## Brief
Repeat each record word for word.

## Records shown
-=-=-

PR #824, opened 2026-07-17
Handle empty MAD-X apertures

### LINKED ISSUE #877: Unable to parse sequence from MAD-X save using native loader
[mylhc.seq.zip](https://github.com/user-attachments/files/29896555/mylhc.seq.zip)

szymonlopaciuk:
## Description

Fix a problem in the native madloader, where elements with aperture params but no actual apertures would cause an error. This is malformed, however MAD-X can output these in `save`, so we must support these.

Closes xsuite/xsuite#877.

## Checklist

Mandatory: 

Optional:

### DIFF
--- a/pyproject.toml
+++ b/pyproject.toml
@@ -65,3 +65,6 @@ include = "xtrack"
 markers = [
     "context_dependent: marks test as one that depends on the execution context",
 ]
+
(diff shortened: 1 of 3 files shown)


szymonlopaciuk:
Merged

-=-=-

## Answer below
PR #824, opened 2026-07-17
Handle empty MAD-X apertures

### LINKED ISSUE #877: Unable to parse sequence from MAD-X save using native loader
[mylhc.seq.zip](https://github.com/user-attachments/files/29896555/mylhc.seq.zip)

szymonlopaciuk:
## Description

Fix a problem in the native madloader, where elements with aperture params but no actual apertures would cause an error. This is malformed, however MAD-X can output these in `save`, so we must support these.

Closes xsuite/xsuite#877.

## Checklist

Mandatory: 

Optional:

### DIFF
--- a/pyproject.toml
+++ b/pyproject.toml
@@ -65,3 +65,6 @@ include = "xtrack"
 markers = [
     "context_dependent: marks test as one that depends on the execution context",
 ]
+
(diff shortened: 1 of 3 files shown)


szymonlopaciuk:
Merged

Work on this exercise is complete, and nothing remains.